A call option is a right to buy a currency at a specified exchange rate, on or before the expiration of the call option contract. The rationale to exercise a call option is when the spot exchange rate is above the exercise price. Any point above the strike price is worthwhile exercising the call option because it helps to reduce the loss on the price paid for the premium. Though exercising the option will not result in realising a profit it will go a long way reducing the amount lost in the form of premium.
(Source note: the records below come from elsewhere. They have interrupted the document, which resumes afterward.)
PR #4472, opened 2025-05-18
Unify broker cluster-layout usage in btests

awelzel:
After a conversation with ChatGPT about a Python script to do this, this PR does the following:

* Use a new generic $FILES/broker/cluster-layout.zeek in most but a few tests
* Replace all "manger-1" occurrences with "manager"
* Replace all logger, proxy or worker occurrences with "logger-1" and "proxy-1" or "worker-1" when a cluster-layout is involved.
* All `TEST-PORT BROKER_PORTX` are replaced with lines that encode the node name when a cluster-layout is involved.

The script wasn't perfect, but helped enough to get started.

Is this worth it? I think so. We usually copy&paste cluster tests around and it'd be good to be a bit more consistent for further automatic changs/fixes.


testing/btest/Files/broker/cluster-layout.zeek
```diff
@@ -0,0 +1,92 @@
...
+@endif
+
+@if ( getenv("BROKER_LOGGER2_PORT") != "" )
+redef Cluster::manager_is_logger = F;
+redef Cluster::nodes += {
+	["logger-2"] = [$node_type=Cluster::LOGGER, $ip=127.0.0.1, $p=to_port(getenv("BROKER_LOGGER2_PORT")), $manager="manager"],
+};
+@endif
+
+@if ( getenv("BROKER_LOGGER10_PORT") != "" )
```
timwoj, line 49: Why `LOGGER10`? Also, this one isn't mentioned in the block in the header comment.

testing/btest/scripts/base/frameworks/config/cluster_resend.zeek
```diff
@@ -1,31 +1,25 @@
...
-# @TEST-EXEC: btest-bg-run worker-2  ZEEKPATH=$ZEEKPATH:.. CLUSTER_NODE=worker-2 zeek -b %INPUT
-# @TEST-EXEC: btest-bg-wait 60
-# @TEST-EXEC: btest-diff manager-1/.stdout
+# @TEST-EXEC: cp $FILES/broker/cluster-layout.zeek .
+#
+# @TEST-EXEC: btest-bg-run manager  ZEEKPATH=$ZEEKPATH:.. CLUSTER_NODE=manager  zeek -b %INPUT
+# @TEST-EXEC: btest-bg-run worker-1 ZEEKPATH=$ZEEKPATH:.. CLUSTER_NODE=worker-1 zeek -b %INPUT
+# @TEST-EXEC: $SCRIPTS/wait-for-file manager/ready 30 || (btest-bg-wait -k 1 && false)
+# @TEST-EXEC: btest-bg-run worker-2 ZEEKPATH=$ZEEKPATH:.. CLUSTER_NODE=worker-2 zeek -b %INPUT
+# @TEST-EXEC: btest-bg-wait 10
```
timwoj, line 11: This changed from 60 to 10, but assuming it still works that's probably fine. Just noting it since it doesn't look like any of the other waits changed anywhere.

testing/btest/coverage/test-all-policy-cluster.test
```diff
@@ -41,6 +33,8 @@ redef Log::default_rotation_interval = 0sec;
 
 event zeek_init()
 	{
+	# Prevent connections to the manager defined in Cluster::nodes.
+	delete Cluster::nodes[Cluster::node]$manager;
```
timwoj, line 37: Why was this not done with the original `manager` node?

timwoj (commented):
I like the approach. It'll definitely be nice to not have copy around a cluster-layout.zeek everywhere. I just had some questions.

testing/btest/scripts/base/frameworks/config/cluster_resend.zeek
awelzel: Thanks! I reduced some of the waits while figuring out failures, didn't mean to actually change them.

testing/btest/coverage/test-all-policy-cluster.test
awelzel: The original cluster-layout encoded in the file didn't have the `$manager` field on any of the other nodes, so they didn't attempt to establish a connection. The template does have `$manager` set, but we still don't want the outgoing connection.

testing/btest/Files/broker/cluster-layout.zeek
awelzel: The `cluster/log_distribution.zeek` uses logger-10. If changed that test to add the entry explicitly to cluster-layout.zeek and remove it from the template. That seems more reasonable. Thanks!

timwoj (approved):
:shipit:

(a) At 1.8040 the holder will exercise, buying the USD at 1.800. By selling spot at 1.8040, the following net loss will be made:
100 000 x (1.8040 – 1.800 – 0.005) = -100
(b) At 1.8260 the holder will also exercise, making the following net profit:
100 x (1.8260 – 1.800 – 0.005) = 2100
(c) At 1.7870 the holder will not exercise, losing the premium. The following net loss will be made:
100 000 x (-0.005) = -500
(d) The break-even spot rate, which produces zero net profit, can be calculated from the following equation:
100 x (S – 1.800 – 0.005) = 0, which gives S = 1.8050.
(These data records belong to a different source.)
PR #4484, opened 2025-05-21
Custom event metadata - part 1

awelzel:
Decided to split the feature up in two separate PRs because it's getting a bit large.

This first part primarily concerns the non-cluster side:

* Replace `ts` in `zeek::Event` with a vector of generic metadata
* Deprecate Enqueue() and Event constructor that take a `ts` parameter. That's not super easy due to all the default parameters, so made the default timestamp -1.0 and added a warn once for Enqueue(). I'd be okay removing the parameter in 8.1, I'd assume that's only used internally anyhow.
* Make network timestamp metadata opt-in - see the NEWS entry for motivation
* Put script-layer infrastructure in place to register and query arbitrary event metadata

Micro-benchmarking event queueing (just recursively queueing events) shows the vector and timestamp allocation is fairly visible if `EventMetadata::add_network_timestamp=T`, but when reading from a PCAP and doing "actual work", it's barely measurable. The default is `F`.


src/Event.h
```diff
@@ -121,6 +154,22 @@ class EventMgr final : public Obj, public iosource::IOSource {
      */
     const Event* CurrentEvent() { return current; }
 
+    /**
+     * Register a script-layer metadata identifier *id* with type *type*.
+     *
+     * @param id The script-level ``EventMetadata::ID`` enum value.
+     * @param type The type to expect for the given metadata identifier.
+     */
+    bool RegisterMetadata(EnumValPtr id, TypePtr type);
```
awelzel, line 234: Argh, I think the better place for the metadata type tracking is in `EventRegistry`. Will move there after the first round of review.

src/Event.h
```diff
@@ -124,6 +195,26 @@ class EventMgr final : public Obj, public iosource::IOSource {
...
+        DeprecatedTimestamp() : d(-1.0) {}
+        [[deprecated("Use overload Enqueue(EventMetadataVectorPtr meta, ...) to pass timestamp metadata")]]
+        DeprecatedTimestamp(double d) /* implicit */
+            : d(d) {}
+
+        explicit operator double() const { return d; }
+
+    private:
+        double d;
+    };
```
bbannier, line 216: Nit: Let's put `implicit` where one could put `explicit`. Also IMO no need to call out historical context (but thanks!).

```suggestion
    /**
     * Helper class to produce a compile time warning if Enqueue() is called with an explicit timestamp.
     *
     * Remove in v8.1.
     */
    class DeprecatedTimestamp {
    public:
        DeprecatedTimestamp() : d(-1.0) {}
        [[deprecated("Use overload EventMgr::Enqueue(EventMetadataVectorPtr meta, ...) to pass timestamp metadata")]]
        /*implicit*/ DeprecatedTimestamp(double d)
            : d(d) {}

        explicit operator double() const { return d; }

    private:
        double d;
    };
```

src/EventRegistry.cc
```diff
@@ -164,4 +165,45 @@ void EventGroup::Disable() {
...
 
+bool EventRegistry::RegisterMetadata(EnumValPtr id, TypePtr type) {
+    static const auto& metadata_id_type = id::find_type<EnumType>("EventMetadata::ID");
+
+    if ( metadata_id_type != id->GetType() )
+        return false;
+
+    auto id_int = id->Get();
+    if ( id_int < 0 ) {
+        zeek::reporter->InternalError("Negative enum value %s: %" PRId64, obj_desc_short(id.get()).c_str(), id_int);
```
bbannier, line 176: `PRId64` needs `#include <cinttypes>` and fails to compile without it on my machine.

src/EventRegistry.cc
```diff
@@ -164,4 +165,45 @@ void EventGroup::Disable() {
...
+    }
+
+    zeek_uint_t id_uint = static_cast<zeek_uint_t>(id_int);
+
+    auto it = event_metadata_types.find(id_uint);
+
+    // If type contains anything with any, like table[count] of any, we should reject it.
+    //
+    //     cb = AnyTypeChecker()
+    //     type->Traverse(cb)
```
bbannier, line 187: Was this comment intended to be a TODO? If so let's mark it as such, else let's drop the whole comment since it doesn't apply.

src/EventRegistry.cc
```diff
@@ -164,4 +165,45 @@ void EventGroup::Disable() {
...
+    if ( it != event_metadata_types.end() )
+        return same_type(it->second.Type(), type);
```
bbannier, line 189: We can avoid putting `it` into the function scope.

I was briefly also wondering about logging of mismatched types here, but we seem to do that elsewhere on another layer already.

```suggestion
    if ( auto it = event_metadata_types.find(id_uint); it != event_metadata_types.end() )

        return same_type(it->second.Type(), type);
```

src/EventRegistry.cc
```diff
@@ -164,4 +165,45 @@ void EventGroup::Disable() {
...
+
+    return true;
+}
+
+const EventMetadataDescriptor* EventRegistry::LookupMetadata(zeek_uint_t id) const {
+    const auto it = event_metadata_types.find(id);
+    if ( it == event_metadata_types.end() )
+        return nullptr;
+
+    if ( it->second.Id() != id ) {
```
bbannier, line 201: This makes me wonder whether we shouldn't store these in some set instead and do lookup with `find_if`. Depending which set we'd use we'd need to implement equality and hash operators for `EventMetadataDescriptor`.

src/EventRegistry.cc
```diff
@@ -164,4 +165,45 @@ void EventGroup::Disable() {
...
+        zeek::reporter->InternalError("inconsistent metadata descriptor: %" PRIu64 " vs %" PRId64, it->second.Id(), id);
+        return nullptr; // unreached
```
bbannier, line 203: `InternalError` is `noreturn` so compilers know this is dead code.

```suggestion
```

src/EventRegistry.h
```diff
@@ -22,18 +22,55 @@ enum class EventGroupKind {
     Module,
 };
 
+class EnumVal;
 class EventGroup;
 class EventHandler;
 class EventHandlerPtr;
 class RE_Matcher;
+class RecordVal;
+class Type;
```
bbannier, line 31: Just as an observation, we seem to declare these same type aliases in multiple places into the same namespace. This seems error-prone and we should probably just declare them once and `#include` that definition (possibly hard since not all headers might have been designed for that).

src/EventRegistry.h
```diff
@@ -22,18 +22,55 @@ enum class EventGroupKind {
...
 using EventGroupPtr = std::shared_ptr<EventGroup>;
+using RecordValPtr = IntrusivePtr<RecordVal>;
+using TypePtr = IntrusivePtr<Type>;
 
 namespace detail {
 class ScriptFunc;
 using ScriptFuncPtr = zeek::IntrusivePtr<ScriptFunc>;
+
+/**
+ * Well known event metadata identifiers.
```
bbannier, line 43:
```suggestion
 * Well-known event metadata identifiers.
```

src/EventRegistry.h
```diff
@@ -22,18 +22,55 @@ enum class EventGroupKind {
...
+ * holds the metadata identifier and registered type. For the identifier,
+ * *id* is the unsigned int representation, while *id_val* holds the
+ * script-layer zeek::EnumVal.
+ */
+class EventMetadataDescriptor {
+public:
+    EventMetadataDescriptor(zeek_uint_t id, EnumValPtr id_val, TypePtr type)
+        : id(id), id_val(std::move(id_val)), type(std::move(type)) {}
+
+    const zeek_uint_t Id() const { return id; }
```
bbannier, line 64: `const` on returned value does nothing.

```suggestion
    zeek_uint_t Id() const { return id; }
```

src/EventRegistry.h
```diff
@@ -106,6 +160,9 @@ class EventRegistry final {
 
     // Map event groups identified by kind and name to their instances.
     std::map<std::pair<EventGroupKind, std::string>, std::shared_ptr<EventGroup>, std::less<>> event_groups;
+
+    // Map for event metadata identifier to their descriptors types.
+    std::map<zeek_uint_t, EventMetadataDescriptor> event_metadata_types;
```
bbannier, line 165: Like mentioned above, this could probably be a set (I'd go with `unordered_set` since we do not care about exact order), but it should be faster for our use case (low probability of hash collisions). If you keep this a map let's make it an `unordered_map` with the same efficiency argument.

src/cluster/Backend.cc
```diff
@@ -23,7 +23,11 @@ using namespace zeek::cluster;
 
 
 bool detail::LocalEventHandlingStrategy::DoProcessEvent(std::string_view topic, detail::Event e) {
-    zeek::event_mgr.Enqueue(e.Handler(), std::move(e.Args()), util::detail::SOURCE_BROKER, 0, nullptr, e.Timestamp());
+    zeek::detail::EventMetadataVectorPtr meta;
+    if ( auto ts = e.Timestamp(); ts > 0.0 )
+        meta = zeek::detail::MakeEventMetadataVector(e.Timestamp());
```
bbannier, line 28: Should we as a follow-up make these events store metadata as well and remove `Timestamp`?

src/zeek.bif
```diff
@@ -401,6 +401,70 @@ function current_event_time%(%): time
...
 
+## Register the expected Zeek type for event metadata.
+##
+## id: The event metadata identifier.
+##
+## t: A type expression or type alias.
+##
+## Returns: true if the registration was successful, false if *id* is
+##          registered with a different type already, or type is *any*
+##          or a composite type containing *any*.
```
bbannier, line 412: Nit: I'd move the requirements for `t` next to its arg docs, and then simplify the `Returns` docs, e.g.,

```suggestion
## t: A type expression or type alias. The type cannot be ``any`` or if a composite type contain ``any``.
##
## Returns: true if the registration was successful, false if *id* is
##          registered with a different type already, or type is *any*
##          or a composite type containing *any*.
##          registered with a different type already, or the passed type is
##          invalid.

```

src/zeek.bif
```diff
@@ -401,6 +401,70 @@ function current_event_time%(%): time
...
+## id: The metadata identifier, e.g. ``EventMetadata::NETWORK_TIMESTAMP``.
+##
+## Returns: A vector of values. The vector is empty if no metadata with
+##          the given identifier is attached to this event, otherwise a
+##          vector whose elements are of the type used during registration.
+##
+## .. zeek:see:: EventMetadata::register EventMetadata::current_all
+function EventMetadata::current%(id: EventMetadata::ID%): any_vec
+	%{
+	static const auto& vt = zeek::id::find_type<zeek::VectorType>("any_vec");
```
bbannier, line 442: Unused.

```suggestion
```

src/zeek.bif
```diff
@@ -401,6 +401,70 @@ function current_event_time%(%): time
...
+	static const auto& vt = zeek::id::find_type<zeek::VectorType>("event_metadata_vec");
+
+	auto result = zeek::make_intrusive<zeek::VectorVal>(vt);
+	const auto& mdv = zeek::event_mgr.CurrentEvent()->Metadata();
+
+	if ( mdv ) {
+		for ( const auto& entry : *mdv )
+			result->Append(entry.BuildVal());
+
+	}
```
bbannier, line 463: It seems `CurrentEvent` could return a `nullptr`. Let's either `assert` it does not, or handle it.

We could also slightly clean up where we introduce `mdv`.

```suggestion
	auto* event = zeek::event_mgr.CurrentEvent();
	if ( ! event )
		return result;

	if ( const auto* mdv = event->Metadata() ) {
 		for ( const auto& entry : *mdv )
 			result->Append(entry.BuildVal());
 	}
```

testing/btest/core/event-metadata/register.zeek
```diff
@@ -0,0 +1,30 @@
...
+		MY_STRING = 1000,
+		MY_COUNT = 1001,
+		MY_TABLE = 1002,
+	};
+}
+
+event zeek_init()
+	{
+	assert EventMetadata::register(MY_STRING, string);
+	assert EventMetadata::register(MY_STRING, string);  # double register is okay
```
bbannier, line 20: Nit:

```suggestion
	assert EventMetadata::register(MY_STRING, string); # double register is okay
```

testing/btest/core/event-metadata/register.zeek
```diff
@@ -0,0 +1,30 @@
...
+	assert EventMetadata::register(MY_COUNT, count);
+	assert EventMetadata::register(MY_COUNT, count);
+	assert EventMetadata::register(MY_TABLE, table[string] of count);
+	assert EventMetadata::register(MY_TABLE, table[string] of count);
+
+	# Type mismatch all return F, but no output on stderr.
+	assert ! EventMetadata::register(MY_STRING, count);
+	assert ! EventMetadata::register(MY_COUNT, string);
+	assert ! EventMetadata::register(MY_TABLE, table[count] of string);
```
bbannier, line 29: Could you add some tests for `any`, both naked and wrapped? Even though this is currently documented it seems unimplemented.

bbannier (commented):
The changes here feel like a good compromise to me since we need to integrate this into a pretty historically grown API we cannot break right-away.

I left some comments on the implementation details, mostly minor stuff. You probably still need to implement rejection of metadata involving `any` like documented, or change the docs.

src/Event.cc
```diff
@@ -2,29 +2,112 @@
...
+
+    for ( const auto& entry : *meta ) {
+        if ( entry.Id() != uintid )
+            continue;
+
+        // Sanity check the type.
+        if ( ! same_type(desc->Type(), entry.Val()->GetType()) ) {
+            zeek::reporter->InternalWarning("metadata has unexpected type %s, wanted %s",
+                                            obj_desc_short(entry.Val()->GetType().get()).c_str(),
+                                            obj_desc_short(desc->Type().get()).c_str());
```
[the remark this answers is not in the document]
awelzel: As in DM, this should be safe. [StackOverflow mach](https://stackoverflow.com/questions/10006891/is-it-safe-to-use-the-stdstringc-str-of-a-temporary-string)

src/EventRegistry.cc
awelzel: As in DM, find_if on a set would result in O(n). Will switch to unordered_map, however.

src/EventRegistry.h
awelzel: You're thinking about something like broker's [fwd.hh](https://github.com/zeek/broker/blob/master/libbroker/broker/fwd.hh) ? Maybe something like `ValFwd.h` ?

src/cluster/Backend.cc
awelzel: Yeah, that will happen in part 2. The commit mentions "intermediary", because I wanted to keep that PR confined mostly to the non-cluster side. Resolving.

src/zeek.bif
awelzel: Ouch, thanks!
```
$ zeek -e 'print EventMetadata::current_all()'
Segmentation fault (core dumped)
```

src/EventRegistry.cc
awelzel: Implemented now. Thanks.

src/Event.h
```diff
@@ -45,12 +96,14 @@ class Event final : public Obj {
     zeek::Args args;
     util::detail::SourceID src;
     analyzer::ID aid;
-    double ts;
-    Obj* obj;
+    zeek::IntrusivePtr<Obj> obj;
     Event* next_event;
+    detail::EventMetadataVectorPtr meta;
```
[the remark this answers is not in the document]
awelzel: Done as a separate follow-up commit due to conflict potential with other commits when done as fixup for squashing.

bbannier (approved):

Interpret the above outcomes (in the money, out of the money, at the money)
Question
A currency dealer is considering trading between Australian dollar (AUD) and Norwegian Krone (NOK) A put option allows the holder to sell NOK400 000 now at an exercise exchange rate of 0.2540 (AUD/NOK) If the premium paid is 0.7 Australian cents for 1each NOK, calculate the net payoff at the following spot exchange rates
| (a) | 0.2410 | [2] |
| (b) | 0.2786 | [2] |
| (c) | 0.1856 | [2] |
| (d) | At what exchange rate will the holder break even? | [2] |
For Put Option (Exercise rate -Spot rate -Premium) X Amount
- ((0.254-0.2410)-0.007)) X NOK400 000 =AUD2400
- ((0.254-0.2786)-0.007)) X NOK400 000=(AUD12,640)
- ((0.254-0.1856)-0.007)) X NOK400 000=AUD24,560
- BEP =Exercise rate – Premium (0.254-0.007) = 0.247
OR
| Exercise Rate | Spot rate | Exercise Decision | Gross Proceeds | Exercise
Value |
Option Premium | Net Proceeds |
| 0.254 | 0.2410 | YES | AUD101 600 | AUD96 400 | AUD2 800 | AUD2 400 |
| 0.254 | 0.2786 | NO | AUD101 600 | AUD111 440 | AUD2 800 | (AUD12 640) |
| 0.254 | 0.1856 | YES | AUD101 600 | AUD74 240 | AUD2 800 | AUD24 560 |
Option outcomes
Bibliography
Hull, J., 2012. Options, futures, and other derivatives – solutions manual, 8. ed., global ed. ed. Pearson Education, Harlow.
Madura, J., 2011. International financial management. South-Western Cengage Learning, Mason (Ohio).
Ritchken, P., Professor, K.W.H., n.d. Futures and Option Markets. 37.